WHAT TO PRODUCE - Of the lines below, count those containing the word "numbers". Reply with the number alone.

Collected data:
PR #338, opened 2026-07-29
Add BiP-PRISM beam partitioning to PRISM-EELS

PhilippPelz:
Adds BiP-PRISM for core-loss STEM-EELS: build S1 and S2 on sparse hex-ring parent beams, then reconstruct their target columns using natural-neighbor interpolation with magnitude preservation. This supersedes #334; its review history and RTX 4090 benchmark discussion remain there.

The public entry point is `SMatrix.transition_potential_scan(..., reduction="bipartite")`, with `partitions_s1`, `partitions_s2` and an optional detector collection angle. The unpartitioned beam-basis path remains available.

```python
measurement = s_matrix.transition_potential_scan(
    transition_potential,
    scan=scan,
    detectors=AnnularDetector(inner=0, outer=theta),
    reduction="bipartite",
    double_channel=True,
    collection_angle=theta + 5,
    partitions_s1=4,
    partitions_s2=4,
)
```

Zero-defocus reconstruction is the default. Optional focal back-propagation remains available; its cropped propagation is approximate and is bypassed when all S1 parents are retained.

The implementation includes the reviewed precision, phase and normalization corrections: preserve configured S1 complex precision; remove/restore the adjoint S2 vacuum phase while retaining antialias support; normalize double-channel amplitudes to the PRISM cell; preserve detection-cell normalization for smaller single-channel crops; and center odd-sized transition crops correctly.

The performance update reuses backend geometry and reconstructs S1/S2 once per occupied slice when active crop coverage and a joint workspace budget permit it. Active focal propagation, insufficient coverage or memory retain window reconstruction. The default additional reconstruction-workspace estimate is capped at 2 GiB; this is not a total-memory cap. CPU requires greater crop coverage than one grid, while GPU also permits equal coverage. Double-channel contraction selects beam-first or probe-first ordering from the actual dimensions, avoiding an all-transition HS1 temporary.

Complete native GPU scans compared with the previous PR head `153ef7dd` on an RTX A6000:

| Grid / slices / scan | f | Before | After | Speedup |
|---|---:|---:|---:|---:|
| 128² / 4 / 16² | 1 | 1.778 s | 0.815 s | 2.18× |
| 128² / 4 / 16² | 4 | 0.574 s | 0.363 s | 1.58× |
| 256² / 4 / 16² | 4 | 3.979 s | 3.302 s | 1.21× |
| 128² / 8 / 16² | 4 | 1.178 s | 0.744 s | 1.58× |
| 128² / 4 / 4² | 4 | 0.593 s | 0.391 s | 1.52× |
| 128² / 4 / 32² | 1 | 1.902 s | 1.279 s | 1.49× |

These are medians of three alternating synchronized calls after warmup, with fresh S matrices and identical prepared inputs. Python 3.12.10, NumPy 1.26.4, CuPy 13.4.1; two synthetic transition channels, 25 mrad collection and 20 mrad annular detection. Single-precision image relative L2 differences were at most 4.09e-7. Two additional double-precision GPU comparisons differed by less than 3.6e-16. The small CPU f=1 case improved 3.31×; f=2 was approximately unchanged. This shared-workstation benchmark does not establish universal speedups.

Memory is a tradeoff: the 128² f=4 case's incremental CuPy allocation peak increased from 130 to 597 MiB. The f=1 case decreased from 1269 to 1038 MiB. These measurements exclude prepared inputs and do not measure all CUDA/library allocations.

Regression coverage includes both backends and precisions, wrapped anisotropic crops, individual/both partitioned legs, single/double channel, magnitude replacement, focal/full-parent fallback, S2 vacuum phases and zero-thickness support, noncontributing sites, mixed cache eligibility, cache lifetime, forced contraction orders and empty batches. Final local validation: **351 passed, 178 skipped** across the BiP-PRISM, reuse, contraction, ionization, core-loss-fix, PRISM and detector suites. Lint checks passed for the helpers/new tests; `git diff --check` passed. The regression run used `PYTHONUTF8=1`: without it this environment reproduces an order-dependent ASCII source-decoding failure on the unchanged PR head after ionization tests. No source-encoding workaround is included in the patch.

[Upstream full-suite CI](https://github.com/abTEM/abTEM/actions/runs/34379812771) passed on Python 3.11, 3.12, 3.13 and 3.14 at `daf361c8`.


PhilippPelz:
## Benchmark cross-check on an RTX A6000 (48 GB)

Re-ran @TomaSusi's `bench_bipprism_eels.py` from #334 on an RTX A6000 (48 GB, driver
580.159.04) against this rebased branch (`f608f30a`). Same parameters as the 4090 run
— `sc=4, interp=4, partitions_s1=4, partitions_s2=4, collection_angle=25.0 mrad`,
200 keV, 25 mrad aperture, 20 mrad detector — and the script itself is byte-identical
across the rebase, so the two runs are directly comparable. The `interpolation=1`
validation passed for both channels before timing (`real_space`, `beam_basis`, and
`bipartite` at the full-parent limit all reproduce conventional multislice).

**One deliberate deviation:** the multislice baseline is cost-capped at `nz<=64` and
`sc<=8`, because on this card the four expensive baseline points would have cost
~15 h on their own (every timed call is preceded by an untimed warm-up, so each is
paid twice). The PRISM variants are **uncapped**. So `nan` for multislice at nz=128/256
and sc=12/16 below is *our cap, not a failure* — multislice would have completed those
given the time. Total run: 3 h 44 m.

### Double-channel, thickness — bipartite wins on time at 1000 Å

| nz | thickness | multislice | real_space | beam_basis | bipartite |
|---|---|---|---|---|---|
| 16 | 62.5 Å | 38.732 s / 4609 MB | 3.464 s / 3351 MB | **1.373 s** / 1186 MB | 2.084 s / 832 MB |
| 64 | 250 Å | 600.808 s / 4609 MB | 16.141 s / 3357 MB | **11.500 s** / 1192 MB | 16.770 s / 838 MB |
| 128 | 500 Å | capped | 37.862 s / 3365 MB | **31.461 s** / 1200 MB | 32.117 s / 846 MB |
| 256 | 1000 Å | capped | 76.127 s / 3381 MB | 77.744 s / 1216 MB | **45.839 s / 862 MB** |

This **reproduces your crossover, with a wider margin**. You had bipartite at 49.9 s
edging beam_basis (65.0 s) and real_space (54.7 s); here bipartite is 1.70× faster than
beam_basis and 1.66× faster than real_space, while also using the least memory. The
mechanism is visible in the scaling: from 500→1000 Å, bipartite grows ×1.43 against
×2.0 (real_space) and ×2.5 (beam_basis).

Multislice's O(N²) behaviour reproduces exactly — ×3.7, ×3.88, ×3.92, ×3.96 per
doubling across the measured points, against ×2.0 for every reduction. Extrapolating
that trend from the last measured baseline (600.808 s at nz=64) gives ~9400 s at
1000 Å, implying **~205× for bipartite** and ~120× for the other two. Flagging clearly
that this is *inferred*, unlike your ~141× which was measured against a real 6780 s
baseline — the numbers don't conflict, they're a different card and a faster bipartite.

### Double-channel, cell size — bipartite is the only PRISM variant that runs at sc≥12

| sc | gpts | multislice | real_space | beam_basis | bipartite |
|---|---|---|---|---|---|
| 8 | 256² | 1094.190 s / 18435 MB | 103.475 s / 15366 MB | 28.565 s / 11813 MB | 31.402 s / **3580 MB** |
| 12 | 384² | capped | **OOM** | **OOM** | 258.467 s / 9735 MB |
| 16 | 512² | capped | **OOM** | **OOM** | 1520.645 s / 22760 MB |

At sc=8, bipartite uses **3.3× less memory** than exact beam_basis (3580 vs 11813 MB) at
comparable wall-clock. At sc=12 both predecessors fail — real_space asked for 14.7 GB on
top of 31.8 GB, beam_basis 8.1 GB on top of 38.5 GB, i.e. ~43 GiB each — while bipartite
completed in 9.7 GB, a **≥4.5× advantage** that is the difference between running and not
running. sc=16 at 22760 MB is a data point no variant reached on your 4090.

**The one result I did not expect:** `beam_basis`'s double-channel ceiling is **sc=8 on
both cards** — doubling the VRAM bought it nothing. Its requirement jumps from 11.8 GB at
sc=8 to >46 GB at sc=12, a ~4× step that leapfrogs the 24→48 GB gap entirely. So its
limit isn't "24 GB was too small", it's that the S₂ build outgrows VRAM generations.
`real_space` did gain exactly one rung (sc=4 → sc=8). That makes the case for
partitioning S₂ stronger than the 4090 data could show, since there the same wall reads
as a mere capacity shortfall.

### Measured double-channel speedups vs multislice

| sweep | point | real_space | beam_basis | bipartite |
|---|---|---|---|---|
| scan positions | 65536 | OOM | **97.2×** | 87.7× |
| thickness | 250 Å | 37.2× | **52.2×** | 35.8× |
| cell size | sc=8 | 10.6× | **38.3×** | 34.8× |

### Single-channel: bipartite trades time for memory

Single-channel is much less favourable to bipartite, and worth stating plainly: at sc=16
beam_basis is 36.508 s / 5995 MB against bipartite's 58.010 s / 3545 MB — 1.7× less
memory for 1.6× more time. Speedups plateau near 4.0× (beam_basis) and 2.7× (bipartite)
in the thickness sweep. The bipartite/beam_basis memory ratio is monotone in cell size
(1.21× → 0.82× → 0.65× → 0.59× at sc=4/8/12/16), i.e. bipartite starts *behind* at small
cells where the fixed parent count is pure overhead. This is consistent with the
mechanism — single-channel doesn't force the full S₂ build, so there's much less for the
S₂ partition to save.

Two other single-channel observations:
- `real_space` becomes **slower than multislice** at sc=8 (101.259 s vs 60.273 s) and
  pathological at sc=12 (973.486 s, 31797 MB). Neither point existed on the 4090 — it
  OOM'd first — so the real-space driver stops being a win at large cells on a big card.
- `real_space` OOM'd at 65536 scan positions in both channels (26.8 GB on top of 31.1 GB).

### Notes on methodology

- **Reproducibility**: sweep 2's nz=16 row and sweep 3's sc=4 row are the same physical
  configuration and agree to within 1–5% in both channels, so the variant differences
  above are well clear of run-to-run scatter.
- **Speedup ratios are not hardware-portable.** At 4096 positions double-channel I get
  27.8× for beam_basis where your figure reads ~43×, but at 65536 I get 97× where yours
  reads ~68×. The ordering and the memory scaling carry across; a single headline
  multiplier does not. Could you share the raw tables or `.npz` from your run? Reading
  values off a log-scale plot is the weakest link in this comparison and I'd rather
  compare exact numbers.
- Multislice peak memory scales with scan size here (up to 36857 MB at 65536 positions)
  whereas your figure shows it flat near 4.4 GB. That's most likely
  `dask.chunk-size-gpu` auto-scaling `max_batch` to available VRAM, which would mean the
  multislice memory curve isn't comparable between cards.

Figures and raw `.npz` for both channels are saved locally; happy to attach them here if
useful.

TomaSusi:
Thank you! Do these match what you got from your initial custom implementation, ie. are we getting similar performance in abTEM?

PhilippPelz:
On a small test (128x128) scatterem is ~20% faster. I have not profiled it deeply.

TomaSusi:
> On a small test (128x128) scatterem is ~20% faster. I have not profiled it deeply.

Thanks for checking! Might be worth asking Claude if there are obvious optimizations we could easily bring over, or whether this is solely due to torch.

Note also that @pzeiger is now intensively working on improving the abTEM side of things, and especially on multi-GPU and ROCm architectures, he's actively finding important improvements.

TomaSusi:
Reviewed the 9 commits added since the rebase (`f608f30a` → `daf361c8`). All correctness/precision fixes plus one performance rework — summary:

- **Precision**: `_window_tilt` no longer hardcodes `float32` for the phase ramp; now respects `config['precision']`.
- **Crop centering**: fixed off-center odd-sized transition-potential crops (`-inelastic_window_gpts[0] // 2` → `-(inelastic_window_gpts[0] // 2)`) — verified by hand this is a real fix, not cosmetic (floor-division on the negated value vs. negating the floor division differ for odd sizes).
- **S2 vacuum-phase handling**: de-phases parent columns before NNW interpolation, restores phase after, and zeroes reconstructed columns outside the antialias support for zero-thickness-adjacent slices. Covered by dedicated tests that independently recompute the expected phase/support.
- **Detection normalization**: single-channel embeds the TP crop into a cell-sized field before FFT; double-channel gets a `sqrt(N_cell/N_native)` correction. Both now converge `real_space`/`beam_basis`/`bipartite` to matching total intensity (verified across 4 interpolation settings × 4 crop sizes).
- **Performance rework**: `_reconstruct_slice` batches per-atom NNW reconstruction once per slice under a memory budget; `contract_eels` picks beam-first vs. probe-first contraction order via an arithmetic cost estimate — checked the formula against its own test cases, internally consistent.

Test coverage: two new files (~1000 lines) covering cache correctness, budget fallback, full-parent exactness for focal back-prop, GPU/CPU parity, and precision propagation. CI green on 3.11–3.14. No correctness issues found — looks ready to merge.

TomaSusi:
Shall we wait to merge this until the article is accepted @PhilippPelz, or you reckon this is it for now?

WRITTEN RESPONSE - 2